(Stored items)

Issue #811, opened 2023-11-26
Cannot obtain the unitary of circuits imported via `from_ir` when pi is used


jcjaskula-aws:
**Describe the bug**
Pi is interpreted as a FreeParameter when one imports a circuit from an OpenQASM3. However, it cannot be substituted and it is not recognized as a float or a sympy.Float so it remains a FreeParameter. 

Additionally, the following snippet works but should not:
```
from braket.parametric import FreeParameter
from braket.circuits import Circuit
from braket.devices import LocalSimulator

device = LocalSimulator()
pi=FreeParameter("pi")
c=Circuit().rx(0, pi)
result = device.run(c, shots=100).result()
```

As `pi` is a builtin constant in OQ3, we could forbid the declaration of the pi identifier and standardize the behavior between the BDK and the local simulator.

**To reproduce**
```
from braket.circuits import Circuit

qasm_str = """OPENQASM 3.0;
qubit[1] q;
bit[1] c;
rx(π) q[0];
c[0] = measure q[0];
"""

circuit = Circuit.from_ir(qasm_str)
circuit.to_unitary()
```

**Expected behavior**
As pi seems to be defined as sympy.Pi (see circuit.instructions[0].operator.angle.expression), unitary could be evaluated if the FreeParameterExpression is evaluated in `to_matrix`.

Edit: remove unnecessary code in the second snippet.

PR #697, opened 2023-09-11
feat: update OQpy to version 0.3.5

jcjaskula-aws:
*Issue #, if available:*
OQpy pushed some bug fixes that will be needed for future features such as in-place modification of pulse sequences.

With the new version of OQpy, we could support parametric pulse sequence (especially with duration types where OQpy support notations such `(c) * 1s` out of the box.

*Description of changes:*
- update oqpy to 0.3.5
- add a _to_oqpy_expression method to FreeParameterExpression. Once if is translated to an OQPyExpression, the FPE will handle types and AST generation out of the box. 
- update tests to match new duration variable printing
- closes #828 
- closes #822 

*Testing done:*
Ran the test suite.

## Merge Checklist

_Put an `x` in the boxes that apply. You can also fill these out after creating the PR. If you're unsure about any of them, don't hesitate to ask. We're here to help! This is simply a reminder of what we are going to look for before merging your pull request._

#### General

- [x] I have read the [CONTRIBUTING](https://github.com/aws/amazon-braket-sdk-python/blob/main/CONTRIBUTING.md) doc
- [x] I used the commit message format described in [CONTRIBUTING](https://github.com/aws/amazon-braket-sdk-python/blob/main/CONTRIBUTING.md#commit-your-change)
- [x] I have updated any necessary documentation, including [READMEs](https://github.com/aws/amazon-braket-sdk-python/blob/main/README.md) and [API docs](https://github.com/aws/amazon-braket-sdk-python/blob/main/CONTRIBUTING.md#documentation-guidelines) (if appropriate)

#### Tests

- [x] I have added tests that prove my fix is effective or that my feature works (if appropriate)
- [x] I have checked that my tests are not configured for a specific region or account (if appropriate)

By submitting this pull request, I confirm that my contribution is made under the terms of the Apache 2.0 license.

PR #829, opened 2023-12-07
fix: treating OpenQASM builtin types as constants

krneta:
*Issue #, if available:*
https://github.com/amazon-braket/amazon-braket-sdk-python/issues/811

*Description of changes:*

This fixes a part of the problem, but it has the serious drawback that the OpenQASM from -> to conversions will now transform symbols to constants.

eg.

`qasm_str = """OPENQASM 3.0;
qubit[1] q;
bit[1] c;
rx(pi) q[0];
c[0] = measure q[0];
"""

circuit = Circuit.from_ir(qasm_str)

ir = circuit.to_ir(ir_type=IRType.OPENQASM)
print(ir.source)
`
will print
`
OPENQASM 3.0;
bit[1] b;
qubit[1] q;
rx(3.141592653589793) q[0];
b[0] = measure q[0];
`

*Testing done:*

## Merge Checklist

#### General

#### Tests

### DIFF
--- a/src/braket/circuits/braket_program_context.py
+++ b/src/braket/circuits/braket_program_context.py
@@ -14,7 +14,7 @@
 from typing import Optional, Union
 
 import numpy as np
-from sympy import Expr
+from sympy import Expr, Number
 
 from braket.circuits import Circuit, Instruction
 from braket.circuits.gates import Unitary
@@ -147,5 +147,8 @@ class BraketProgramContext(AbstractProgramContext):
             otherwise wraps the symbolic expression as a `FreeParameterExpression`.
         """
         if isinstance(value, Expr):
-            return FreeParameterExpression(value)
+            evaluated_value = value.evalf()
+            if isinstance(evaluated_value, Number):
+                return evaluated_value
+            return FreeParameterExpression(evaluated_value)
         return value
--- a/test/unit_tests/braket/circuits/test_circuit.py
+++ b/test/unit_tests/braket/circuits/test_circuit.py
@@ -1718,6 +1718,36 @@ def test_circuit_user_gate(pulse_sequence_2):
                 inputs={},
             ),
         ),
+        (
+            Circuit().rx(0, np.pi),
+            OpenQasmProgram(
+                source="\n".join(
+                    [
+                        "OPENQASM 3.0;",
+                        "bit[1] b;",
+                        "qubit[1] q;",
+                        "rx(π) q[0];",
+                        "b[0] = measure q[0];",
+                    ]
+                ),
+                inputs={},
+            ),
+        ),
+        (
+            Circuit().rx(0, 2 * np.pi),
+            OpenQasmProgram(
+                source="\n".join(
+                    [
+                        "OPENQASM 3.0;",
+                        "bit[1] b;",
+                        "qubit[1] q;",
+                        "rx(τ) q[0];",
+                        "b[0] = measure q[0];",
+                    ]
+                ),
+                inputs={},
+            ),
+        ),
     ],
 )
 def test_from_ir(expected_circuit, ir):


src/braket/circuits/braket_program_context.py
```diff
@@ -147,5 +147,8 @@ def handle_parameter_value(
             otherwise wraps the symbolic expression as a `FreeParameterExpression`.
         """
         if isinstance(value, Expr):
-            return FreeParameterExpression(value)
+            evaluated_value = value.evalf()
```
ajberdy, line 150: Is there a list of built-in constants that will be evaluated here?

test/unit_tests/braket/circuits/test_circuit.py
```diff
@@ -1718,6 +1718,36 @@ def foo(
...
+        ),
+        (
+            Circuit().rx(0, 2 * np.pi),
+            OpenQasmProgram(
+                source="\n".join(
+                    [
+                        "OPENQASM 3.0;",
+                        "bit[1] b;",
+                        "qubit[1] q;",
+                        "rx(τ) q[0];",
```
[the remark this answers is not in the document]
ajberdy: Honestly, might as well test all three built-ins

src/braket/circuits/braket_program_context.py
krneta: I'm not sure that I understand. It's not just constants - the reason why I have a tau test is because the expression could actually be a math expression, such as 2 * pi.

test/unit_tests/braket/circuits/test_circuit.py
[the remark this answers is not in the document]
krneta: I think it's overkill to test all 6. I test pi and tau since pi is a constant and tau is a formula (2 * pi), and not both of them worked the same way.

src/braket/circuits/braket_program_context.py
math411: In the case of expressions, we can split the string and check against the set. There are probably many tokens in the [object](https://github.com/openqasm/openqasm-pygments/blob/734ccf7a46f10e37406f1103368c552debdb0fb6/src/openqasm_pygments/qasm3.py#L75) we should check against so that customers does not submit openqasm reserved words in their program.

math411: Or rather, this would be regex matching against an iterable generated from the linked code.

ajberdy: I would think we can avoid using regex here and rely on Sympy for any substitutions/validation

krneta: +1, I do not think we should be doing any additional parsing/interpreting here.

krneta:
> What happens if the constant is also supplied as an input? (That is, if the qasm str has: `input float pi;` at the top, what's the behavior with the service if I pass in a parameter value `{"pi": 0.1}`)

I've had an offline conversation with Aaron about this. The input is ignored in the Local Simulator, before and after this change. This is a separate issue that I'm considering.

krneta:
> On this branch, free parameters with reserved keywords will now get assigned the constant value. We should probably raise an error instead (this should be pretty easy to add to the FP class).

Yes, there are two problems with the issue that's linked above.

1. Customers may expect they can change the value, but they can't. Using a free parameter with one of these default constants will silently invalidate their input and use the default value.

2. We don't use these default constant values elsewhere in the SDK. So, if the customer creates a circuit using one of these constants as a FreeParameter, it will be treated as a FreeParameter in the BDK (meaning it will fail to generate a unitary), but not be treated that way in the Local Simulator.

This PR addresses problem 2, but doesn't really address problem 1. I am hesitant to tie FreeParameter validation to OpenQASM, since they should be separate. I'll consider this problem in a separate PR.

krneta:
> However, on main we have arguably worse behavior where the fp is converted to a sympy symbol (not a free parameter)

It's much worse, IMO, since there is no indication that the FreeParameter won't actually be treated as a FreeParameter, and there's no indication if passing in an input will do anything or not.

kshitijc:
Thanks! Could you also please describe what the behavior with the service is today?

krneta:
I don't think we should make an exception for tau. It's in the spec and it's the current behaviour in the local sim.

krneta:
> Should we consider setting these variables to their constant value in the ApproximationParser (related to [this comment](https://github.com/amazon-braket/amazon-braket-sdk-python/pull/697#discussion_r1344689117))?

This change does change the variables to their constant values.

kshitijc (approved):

## Work task
Quote, word for word, every line from the top of the entries through the line that holds "With the new".

## Task output
Issue #811, opened 2023-11-26
Cannot obtain the unitary of circuits imported via `from_ir` when pi is used


jcjaskula-aws:
**Describe the bug**
Pi is interpreted as a FreeParameter when one imports a circuit from an OpenQASM3. However, it cannot be substituted and it is not recognized as a float or a sympy.Float so it remains a FreeParameter. 

Additionally, the following snippet works but should not:
```
from braket.parametric import FreeParameter
from braket.circuits import Circuit
from braket.devices import LocalSimulator

device = LocalSimulator()
pi=FreeParameter("pi")
c=Circuit().rx(0, pi)
result = device.run(c, shots=100).result()
```

As `pi` is a builtin constant in OQ3, we could forbid the declaration of the pi identifier and standardize the behavior between the BDK and the local simulator.

**To reproduce**
```
from braket.circuits import Circuit

qasm_str = """OPENQASM 3.0;
qubit[1] q;
bit[1] c;
rx(π) q[0];
c[0] = measure q[0];
"""

circuit = Circuit.from_ir(qasm_str)
circuit.to_unitary()
```

**Expected behavior**
As pi seems to be defined as sympy.Pi (see circuit.instructions[0].operator.angle.expression), unitary could be evaluated if the FreeParameterExpression is evaluated in `to_matrix`.

Edit: remove unnecessary code in the second snippet.

PR #697, opened 2023-09-11
feat: update OQpy to version 0.3.5

jcjaskula-aws:
*Issue #, if available:*
OQpy pushed some bug fixes that will be needed for future features such as in-place modification of pulse sequences.

With the new version of OQpy, we could support parametric pulse sequence (especially with duration types where OQpy support notations such `(c) * 1s` out of the box.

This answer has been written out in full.